━━ Listed entries

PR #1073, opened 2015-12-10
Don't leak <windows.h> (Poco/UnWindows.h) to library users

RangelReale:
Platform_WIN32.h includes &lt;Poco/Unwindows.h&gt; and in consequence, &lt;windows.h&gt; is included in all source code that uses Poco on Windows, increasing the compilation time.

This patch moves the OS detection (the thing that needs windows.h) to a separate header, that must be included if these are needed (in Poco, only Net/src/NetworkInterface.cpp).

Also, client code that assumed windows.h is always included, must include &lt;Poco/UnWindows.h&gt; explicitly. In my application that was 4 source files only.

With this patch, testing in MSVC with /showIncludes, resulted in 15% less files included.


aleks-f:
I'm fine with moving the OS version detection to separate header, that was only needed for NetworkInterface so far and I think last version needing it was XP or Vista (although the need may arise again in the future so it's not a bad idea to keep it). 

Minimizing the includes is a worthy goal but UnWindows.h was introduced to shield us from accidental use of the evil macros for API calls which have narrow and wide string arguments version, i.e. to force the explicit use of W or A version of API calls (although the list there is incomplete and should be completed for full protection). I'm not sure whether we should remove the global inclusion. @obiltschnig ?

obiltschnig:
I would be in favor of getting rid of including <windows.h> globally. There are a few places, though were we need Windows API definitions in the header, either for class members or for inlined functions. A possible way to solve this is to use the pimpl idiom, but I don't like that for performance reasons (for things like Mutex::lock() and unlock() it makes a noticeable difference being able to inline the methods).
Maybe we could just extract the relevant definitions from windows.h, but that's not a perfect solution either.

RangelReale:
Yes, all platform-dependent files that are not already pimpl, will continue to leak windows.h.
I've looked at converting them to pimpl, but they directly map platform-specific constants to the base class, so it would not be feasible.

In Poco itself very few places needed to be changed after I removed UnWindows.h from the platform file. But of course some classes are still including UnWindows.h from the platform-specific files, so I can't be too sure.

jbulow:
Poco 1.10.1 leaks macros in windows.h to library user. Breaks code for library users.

━━━━

Problem to solve:
All records shown above are to be given again verbatim.

Output for this task:
PR #1073, opened 2015-12-10
Don't leak <windows.h> (Poco/UnWindows.h) to library users

RangelReale:
Platform_WIN32.h includes &lt;Poco/Unwindows.h&gt; and in consequence, &lt;windows.h&gt; is included in all source code that uses Poco on Windows, increasing the compilation time.

This patch moves the OS detection (the thing that needs windows.h) to a separate header, that must be included if these are needed (in Poco, only Net/src/NetworkInterface.cpp).

Also, client code that assumed windows.h is always included, must include &lt;Poco/UnWindows.h&gt; explicitly. In my application that was 4 source files only.

With this patch, testing in MSVC with /showIncludes, resulted in 15% less files included.


aleks-f:
I'm fine with moving the OS version detection to separate header, that was only needed for NetworkInterface so far and I think last version needing it was XP or Vista (although the need may arise again in the future so it's not a bad idea to keep it). 

Minimizing the includes is a worthy goal but UnWindows.h was introduced to shield us from accidental use of the evil macros for API calls which have narrow and wide string arguments version, i.e. to force the explicit use of W or A version of API calls (although the list there is incomplete and should be completed for full protection). I'm not sure whether we should remove the global inclusion. @obiltschnig ?

obiltschnig:
I would be in favor of getting rid of including <windows.h> globally. There are a few places, though were we need Windows API definitions in the header, either for class members or for inlined functions. A possible way to solve this is to use the pimpl idiom, but I don't like that for performance reasons (for things like Mutex::lock() and unlock() it makes a noticeable difference being able to inline the methods).
Maybe we could just extract the relevant definitions from windows.h, but that's not a perfect solution either.

RangelReale:
Yes, all platform-dependent files that are not already pimpl, will continue to leak windows.h.
I've looked at converting them to pimpl, but they directly map platform-specific constants to the base class, so it would not be feasible.

In Poco itself very few places needed to be changed after I removed UnWindows.h from the platform file. But of course some classes are still including UnWindows.h from the platform-specific files, so I can't be too sure.

jbulow:
Poco 1.10.1 leaks macros in windows.h to library user. Breaks code for library users.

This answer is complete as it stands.